Creating a cluster with earlier AMI versions of Amazon EMR - Amazon EMR

Creating a cluster with earlier AMI versions of Amazon EMR

Amazon EMR 2.x and 3.x releases are referenced by AMI version. With Amazon EMR release 4.0.0 and later, releases are referenced by release version, using a release label such as emr-5.11.0. This change is most apparent when you create a cluster using the AWS CLI or programmatically.

When you use the AWS CLI to create a cluster using an AMI release version, use the --ami-version option, for example, --ami-version 3.11.0. Many options, features, and applications introduced in Amazon EMR 4.0.0 and later are not available when you specify an --ami-version. For more information, see create-cluster in the AWS CLI Command Reference.

The following example AWS CLI command launches a cluster using an AMI version.

Note

Linux line continuation characters (\) are included for readability. They can be removed or used in Linux commands. For Windows, remove them or replace with a caret (^).

aws emr create-cluster --name "Test cluster" --ami-version 3.11.0 \ --applications Name=Hue Name=Hive Name=Pig \ --use-default-roles --ec2-attributes KeyName=myKey \ --instance-groups InstanceGroupType=MASTER,InstanceCount=1,\ InstanceType=m3.xlarge InstanceGroupType=CORE,InstanceCount=2,\ InstanceType=m3.xlarge --bootstrap-actions Path=s3://elasticmapreduce/bootstrap-actions/configure-hadoop,\ Name="Configuring infinite JVM reuse",Args=["-m","mapred.job.reuse.jvm.num.tasks=-1"]

Programmatically, all Amazon EMR release versions use the RunJobFlowRequest action in the EMR API to create clusters. The following example Java code creates a cluster using AMI release version 3.11.0.

RunJobFlowRequest request = new RunJobFlowRequest() .withName("AmiVersion Cluster") .withAmiVersion("3.11.0") .withInstances(new JobFlowInstancesConfig() .withEc2KeyName("myKeyPair") .withInstanceCount(1) .withKeepJobFlowAliveWhenNoSteps(true) .withMasterInstanceType("m3.xlarge") .withSlaveInstanceType("m3.xlarge");

The following RunJobFlowRequest call uses a release label instead:

RunJobFlowRequest request = new RunJobFlowRequest() .withName("ReleaseLabel Cluster") .withReleaseLabel("emr-7.2.0") .withInstances(new JobFlowInstancesConfig() .withEc2KeyName("myKeyPair") .withInstanceCount(1) .withKeepJobFlowAliveWhenNoSteps(true) .withMasterInstanceType("m3.xlarge") .withSlaveInstanceType("m3.xlarge");

Configuring cluster size

When your cluster runs, Hadoop determines the number of mapper and reducer tasks needed to process the data. Larger clusters should have more tasks for better resource use and shorter processing time. Typically, an EMR cluster remains the same size during the entire cluster; you set the number of tasks when you create the cluster. When you resize a running cluster, you can vary the processing during the cluster execution. Therefore, instead of using a fixed number of tasks, you can vary the number of tasks during the life of the cluster. There are two configuration options to help set the ideal number of tasks:

  • mapred.map.tasksperslot

  • mapred.reduce.tasksperslot

You can set both options in the mapred-conf.xml file. When you submit a job to the cluster, the job client checks the current total number of map and reduce slots available clusterwide. The job client then uses the following equations to set the number of tasks:

  • mapred.map.tasks = mapred.map.tasksperslot * map slots in cluster

  • mapred.reduce.tasks = mapred.reduce.tasksperslot * reduce slots in cluster

The job client only reads the tasksperslot parameter if the number of tasks is not configured. You can override the number of tasks at any time, either for all clusters via a bootstrap action or individually per job by adding a step to change the configuration.

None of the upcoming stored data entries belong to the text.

PR #848, opened 2016-11-08
Add support for defining additional checkpoints

stevenroose:
Adds a config option and cmd line flag `--checkpoint` that allows for defining custom checkpoints that will be used for verifying the active chain.

It also changes the way `--nocheckpoints` is handled: instead of keeping a flag to indicate checkpoint support, the built-in checkpoints and possible custom checkpoints are copied into the blockchain struct. This allows for overwriting the built-in ones as well.

I did not add tests for testing the flag, I wouldn't know where to start, but I can give it a shot if it's preferred!

### DIFF
--- a/blockchain/chain.go
+++ b/blockchain/chain.go
@@ -158,6 +158,7 @@ type BlockChain struct {
 	// The following fields are set when the instance is created and can't
 	// be changed afterwards, so there is no need to protect them with a
 	// separate mutex.
+	checkpoints         []chaincfg.Checkpoint
 	checkpointsByHeight map[int32]*chaincfg.Checkpoint
 	db                  database.DB
 	chainParams         *chaincfg.Params
@@ -188,8 +189,7 @@ type BlockChain struct {
 
 	// These fields are configuration parameters that can be toggled at
 	// runtime.  They are protected by the chain lock.
-	noVerify      bool
-	noCheckpoints bool
+	noVerify bool
 
 	// These fields are related to the memory block index.  They are
 	// protected by the chain lock.
@@ -1569,7 +1569,7 @@ func (b *BlockChain) connectBestChain(node *blockNode, block *btcutil.Block, fla
 func (b *BlockChain) isCurrent() bool {
 	// Not current if the latest main (best) chain height is before the
 	// latest known good checkpoint (when checkpoints are enabled).
-	checkpoint := b.latestCheckpoint()
+	checkpoint := b.LatestCheckpoint()
 	if checkpoint != nil && b.bestNode.height < checkpoint.Height {
 		return false
 	}
@@ -1640,6 +1640,12 @@ type Config struct {
 	// This field is required.
 	ChainParams *chaincfg.Params
 
+	// Checkpoints hold caller-defined checkpoints that should be added to the
+	// default checkpoints in ChainParams. Checkpoints must be sorted by height.
+	//
+	// This field can be nil if the caller did not specify any checkpoints.
+	Checkpoints []chaincfg.Checkpoint
+
 	// TimeSource defines the median time source to use for things such as
 	// block processing and determining whether or not the chain is current.
 	//
@@ -1688,20 +1694,21 @@ func New(config *Config) (*BlockChain, error) {
 	}
 
 	// Generate a checkpoint by height map from the provided checkpoints.
-	params := config.ChainParams
 	var checkpointsByHeight map[int32]*chaincfg.Checkpoint
-	if len(params.Checkpoints) > 0 {
+	if len(config.Checkpoints) > 0 {
 		checkpointsByHeight = make(map[int32]*chaincfg.Checkpoint)
-		for i := range params.Checkpoints {
-			checkpoint := &params.Checkpoints[i]
+		for i := range config.Checkpoints {
+			checkpoint := &config.Checkpoints[i]
 			checkpointsByHeight[checkpoint.Height] = checkpoint
 		}
 	}
 
+	params := config.ChainParams
 	targetTimespan := int64(params.TargetTimespan)
 	targetTimePerBlock := int64(params.TargetTimePerBlock)
 	adjustmentFactor := params.RetargetAdjustmentFactor
 	b := BlockChain{
+		checkpoints:         config.Checkpoints,
 		checkpointsByHeight: checkpointsByHeight,
 		db:                  config.DB,
 		chainParams:         params,
--- a/blockchain/chain_test.go
+++ b/blockchain/chain_test.go
@@ -43,9 +43,7 @@ func TestHaveBlock(t *testing.T) {
 	}
 	defer teardownFunc()
 
-	// Since we're not dealing with the real block chain, disable
-	// checkpoints and set the coinbase maturity to 1.
-	chain.DisableCheckpoints(true)
+	// Since we're not dealing with the real block chain, set the coinbase maturity to 1.
 	chain.TstSetCoinbaseMaturity(1)
 
 	for i := 1; i < len(blocks); i++ {
@@ -131,9 +129,7 @@ func TestCalcSequenceLock(t *testing.T) {
 	}
 	defer teardownFunc()
 
-	// Since we're not dealing with the real block chain, disable
-	// checkpoints and set the coinbase maturity to 1.
-	chain.DisableCheckpoints(true)
+	// Since we're not dealing with the real block chain, set the coinbase maturity to 1.
 	chain.TstSetCoinbaseMaturity(1)
 
 	// Load all the blocks into our test chain.
--- a/blockchain/checkpoints.go
+++ b/blockchain/checkpoints.go
@@ -27,66 +27,39 @@ func newHashFromStr(hexStr string) *chainhash.Hash {
 	return hash
 }
 
-// DisableCheckpoints provides a mechanism to disable validation against
-// checkpoints which you DO NOT want to do in production.  It is provided only
-// for debug purposes.
-//
-// This function is safe for concurrent access.
-func (b *BlockChain) DisableCheckpoints(disable bool) {
-	b.chainLock.Lock()
-	b.noCheckpoints = disable
-	b.chainLock.Unlock()
-}
-
 // Checkpoints returns a slice of checkpoints (regardless of whether they are
-// already known).  When checkpoints are disabled or there are no checkpoints
-// for the active network, it will return nil.
+// already known).
+// When there are no checkpoints for the chain, it will return nil.
 //
 // This function is safe for concurrent access.
 func (b *BlockChain) Checkpoints() []chaincfg.Checkpoint {
-	b.chainLock.RLock()
-	defer b.chainLock.RUnlock()
-
-	if b.noCheckpoints || len(b.chainParams.Checkpoints) == 0 {
-		return nil
-	}
-
-	return b.chainParams.Checkpoints
+	return b.checkpoints
 }
 
-// latestCheckpoint returns the most recent checkpoint (regardless of whether it
-// is already known).  When checkpoints are disabled or there are no checkpoints
-// for the active network, it will return nil.
+// HasCheckpoints returns whether this BlockChain has checkpoints defined.
 //
-// This function MUST be called with the chain state lock held (for reads).
-func (b *BlockChain) latestCheckpoint() *chaincfg.Checkpoint {
-	if b.noCheckpoints || len(b.chainParams.Checkpoints) == 0 {
-		return nil
-	}
-
-	checkpoints := b.chainParams.Checkpoints
-	return &checkpoints[len(checkpoints)-1]
+// This function is safe for concurrent access.
+func (b *BlockChain) HasCheckpoints() bool {
+	return len(b.checkpoints) > 0
 }
 
-// LatestCheckpoint returns the most recent checkpoint (regardless of whether it
-// is already known).  When checkpoints are disabled or there are no checkpoints
-// for the active network, it will return nil.
+// LatestCheckpoint returns the most recent checkpoint (regardless of whether they
+// are already known). When there are no defined checkpoints for the active chain
+// instance, it will return nil.
 //
 // This function is safe for concurrent access.
 func (b *BlockChain) LatestCheckpoint() *chaincfg.Checkpoint {
-	b.chainLock.RLock()
-	checkpoint := b.latestCheckpoint()
-	b.chainLock.RUnlock()
-	return checkpoint
+	if !b.HasCheckpoints() {
+		return nil
+	}
+	return &b.checkpoints[len(b.checkpoints)-1]
 }
 
 // verifyCheckpoint returns whether the passed block height and hash combination
-// match the hard-coded checkpoint data.  It also returns true if there is no
-// checkpoint data for the passed block height.
-//
-// This function MUST be called with the chain lock held (for reads).
+// match the checkpoint data. It also returns true if there is no checkpoint
+// data for the passed block height.
 func (b *BlockChain) verifyCheckpoint(height int32, hash *chainhash.Hash) bool {
-	if b.noCheckpoints || len(b.chainParams.Checkpoints) == 0 {
+	if !b.HasCheckpoints() {
 		return true
 	}
 
@@ -112,14 +85,14 @@ func (b *BlockChain) verifyCheckpoint(height int32, hash *chainhash.Hash) bool {
 //
 // This function MUST be called with the chain lock held (for reads).
 func (b *BlockChain) findPreviousCheckpoint() (*btcutil.Block, error) {
-	if b.noCheckpoints || len(b.chainParams.Checkpoints) == 0 {
+	if !b.HasCheckpoints() {
 		return nil, nil
 	}
 
-	// No checkpoints.
-	checkpoints := b.chainParams.Checkpoints
+	checkpoints := b.checkpoints
 	numCheckpoints := len(checkpoints)
 	if numCheckpoints == 0 {
+		// No checkpoints.
 		return nil, nil
 	}
 
@@ -260,11 +233,6 @@ func isNonstandardTransaction(tx *btcutil.Tx) bool {
 func (b *BlockChain) IsCheckpointCandidate(block *btcutil.Block) (bool, error) {
 	b.chainLock.RLock()
 	defer b.chainLock.RUnlock()
-
-	// Checkpoints must be enabled.
-	if b.noCheckpoints {
-		return false, fmt.Errorf("checkpoints are disabled")
-	}
 
 	var isCandidate bool
 	err := b.db.View(func(dbTx database.Tx) error {
--- a/blockchain/reorganization_test.go
+++ b/blockchain/reorganization_test.go
@@ -52,9 +52,7 @@ func TestReorganization(t *testing.T) {
 	}
 	defer teardownFunc()
 
-	// Since we're not dealing with the real block chain, disable
-	// checkpoints and set the coinbase maturity to 1.
-	chain.DisableCheckpoints(true)
+	// Since we're not dealing with the real block chain set the coinbase maturity to 1.
 	chain.TstSetCoinbaseMaturity(1)
 
 	expectedOrphans := map[int]struct{}{5: {}, 6: {}}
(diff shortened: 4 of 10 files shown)


stevenroose:
> Rather than passing in the additional checkpoints, I would much prefer the caller specify all checkpoints.

I agree with this because in an ideal situation, only the latest checkpoint should be relevant. However, someone told me on IRC (don't remember who) that for some reason intermediate checkpoints would still improve sync time. If the latter is still true, that would mean that a user that wants to use an additional checkpoint to improve sync time, should also cherry pick other checkpoints in the past, which is somewhat cumbersome.

sample-btcd.conf
```diff
@@ -153,6 +153,11 @@
 ; Disable peer bloom filtering.  See BIP0111.
 ; nopeerbloomfilters=1
 
+; Add a custom checkpoints. Format: '<height>:<hash>'
+; checkpoint=<height>:<hash>
+; Disable built-in checkpoints. Don't do this unless you know what you're doing.
+; nocheckpoints=1
```
stevenroose: That makes sense

davecgh:
@stevenroose Correct, you do want the intermediate checkpoints as well.  That is not prevented by passing them in however.  You would just concatenate them in server prior to creating the chain so they are passed in.

What I'm suggesting is to create the final concatenated list of checkpoints in `newBlockManager` just before the call to `blockchain.New`.  I would also allow the additional checkpoints to override for testing purposes.

Something like the following:

```diff
diff --git a/blockmanager.go b/blockmanager.go
index c85e64d..d7122f6 100644
--- a/blockmanager.go
+++ b/blockmanager.go
@@ -9,6 +9,7 @@ import (
        "net"
        "os"
        "path/filepath"
+       "sort"
        "sync"
        "sync/atomic"
        "time"
@@ -1324,6 +1325,40 @@ func (b *blockManager) Pause() chan<- struct{} {
        return c
 }

+// checkpointSorter implements sort.Interface to allow a slice of checkpoints to
+// be sorted.
+type checkpointSorter []chaincfg.Checkpoint
+
+// Len returns the number of checkpoints in the slice.  It is part of the
+// sort.Interface implementation.
+func (s checkpointSorter) Len() int {
+       return len(s)
+}
+
+// Swap swaps the checkpoints at the passed indices.  It is part of the
+// sort.Interface implementation.
+func (s checkpointSorter) Swap(i, j int) {
+       s[i], s[j] = s[j], s[i]
+}
+
+// Less returns whether the checkpoint with index i should sort before the
+// checkpoint with index j.  It is part of the sort.Interface implementation.
+func (s checkpointSorter) Less(i, j int) bool {
+       return s[i].Height < s[j].Height
+}
+
+// mergeCheckpoints returns two slices of checkpoints merged into one slice
+// such that the checkpoints are sorted by height.  In the case the additional
+// checkpoints contain a checkpoint with the same height as a checkpoint in the
+// default checkpoints, the additional checkpoint will take precedence and
+// overwrite the default one.
+func mergeCheckpoints(defaultCheckpoints, additional []chaincfg.Checkpoint) []chaincfg.Checkpoint {
+       // Create a map of the additional checkpoint heights to detect
+       // duplicates.
+       additionalHeights := make(map[int32]struct{})
+       for _, checkpoint := range additional {
+               additionalHeights[checkpoint.Height] = struct{}{}
+       }
+
+       // Add all default checkpoints that do not have an override in the
+       // additional checkpoints.
+       numDefault := len(defaultCheckpoints)
+       checkpoints := make([]chaincfg.Checkpoint, 0, numDefault+len(additional))
+       for _, checkpoint := range defaultCheckpoints {
+               if _, exists := additionalHeights[checkpoint.Height]; !exists {
+                       checkpoints = append(checkpoints, checkpoint)
+               }
+       }
+
+       // Append the additional checkpoints and return the sorted results.
+       checkpoints = append(checkpoints, additional...)
+       sort.Sort(checkpointSorter(checkpoints))
+       return checkpoints
+}
+
 // newBlockManager returns a new bitcoin block manager.
 // Use Start to begin processing asynchronous block and inv updates.
 func newBlockManager(s *server, indexManager blockchain.IndexManager) (*blockManager, error) {
@@ -1341,8 +1376,10 @@ func newBlockManager(s *server, indexManager blockchain.IndexManager) (*blockMan
        // Create a new block chain instance with the appropriate configuration.
        var err error
        bm.chain, err = blockchain.New(&blockchain.Config{
-               DB:            s.db,
-               ChainParams:   s.chainParams,
+               DB:          s.db,
+               ChainParams: s.chainParams,
+               Checkpoints: mergeCheckpoints(s.chainParams.Checkpoints,
+                       cfg.checkpoints),
                TimeSource:    s.timeSource,
                Notifications: bm.handleNotifyMsg,
                SigCache:      s.sigCache,
```

With that, you can change your `parseAndSortCheckpoints` to just parse (since they will all be sorted together during the merge step) as well as removing all of the extra logic in `blockchain.New`.  I suspect the parse function should error if the user specifies duplicates (within the user-supplied checkpoints themselves).

Finally, notice how this uses `[]chaincfg.Checkpoint` instead of `[]*chaincfg.Checkpoint` as previously mentioned.

stevenroose:
@davecgh Something like this?

blockchain/chain_test.go
```diff
@@ -43,9 +43,9 @@ func TestHaveBlock(t *testing.T) {
 	}
 	defer teardownFunc()
 
-	// Since we're not dealing with the real block chain, disable
+	// Since we're not dealing with the real block chain, remove
 	// checkpoints and set the coinbase maturity to 1.
-	chain.DisableCheckpoints(true)
+	chain.RemoveCheckpoints()
```
davecgh: This should be removed as mentioned in my first bullet point in the original review. Allowing the checkpoints to be modified after the fact means the entire checkpoints slice would need to be protected by a mutex. Part of the benefit of passing the checkpoints in an init time is the fact you can then treat them as immutable and then you don't need a mutex.

Instead, they should be set to nil during the initial setup via `chainSetup` (which incidentally they already are because you forgot to modify the call to `blockchain.New` in `common_test.go` to add the field and nil is the zero value for slices).  I would prefer that be made more explicit like so:

```diff
diff --git a/blockchain/common_test.go b/blockchain/common_test.go
index aec85bf..7ba3d7c 100644
--- a/blockchain/common_test.go
+++ b/blockchain/common_test.go
@@ -116,6 +116,7 @@ func chainSetup(dbName string, params *chaincfg.Params) (*blockchain.BlockChain,
        chain, err := blockchain.New(&blockchain.Config{
                DB:          db,
                ChainParams: &paramsCopy,
+               Checkpoints: nil,
                TimeSource:  blockchain.NewMedianTime(),
                SigCache:    txscript.NewSigCache(1000),
        })
```

Then the various callsites of `RemoveCheckpoints` should be removed like so:

```diff
diff --git a/blockchain/chain_test.go b/blockchain/chain_test.go
index 45732d6..860bdbd 100644
--- a/blockchain/chain_test.go
+++ b/blockchain/chain_test.go
@@ -43,9 +43,8 @@ func TestHaveBlock(t *testing.T) {
        }
        defer teardownFunc()

-       // Since we're not dealing with the real block chain, remove
-       // checkpoints and set the coinbase maturity to 1.
-       chain.RemoveCheckpoints()
+       // Since we're not dealing with the real block chain, set the coinbase
+       // maturity to 1.
        chain.TstSetCoinbaseMaturity(1)
```

blockchain/chain_test.go
```diff
@@ -131,9 +131,9 @@ func TestCalcSequenceLock(t *testing.T) {
...
```
davecgh: As mentioned elsewhere, should be removed in favor of initial setup with no checkpoints.

blockchain/checkpoints.go
```diff
@@ -27,31 +27,33 @@ func newHashFromStr(hexStr string) *chainhash.Hash {
...
 // This function is safe for concurrent access.
 func (b *BlockChain) Checkpoints() []chaincfg.Checkpoint {
 	b.chainLock.RLock()
-	defer b.chainLock.RUnlock()
-
-	if b.noCheckpoints || len(b.chainParams.Checkpoints) == 0 {
-		return nil
-	}
+	checkpoints := b.checkpoints
+	b.chainLock.RUnlock()
```
davecgh: No need for lock because `b.checkpoints` is being made immutable.

```Go
return b.checkpoints
```

blockchain/checkpoints.go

Amazon EMR withstands task node failures and continues cluster execution even if a task node becomes unavailable. Amazon EMR automatically provisions additional task nodes to replace those that fail.

You can have a different number of task nodes for each cluster step. You can also add a step to a running cluster to modify the number of task nodes. Because all steps are guaranteed to run sequentially by default, you can specify the number of running task nodes for any step.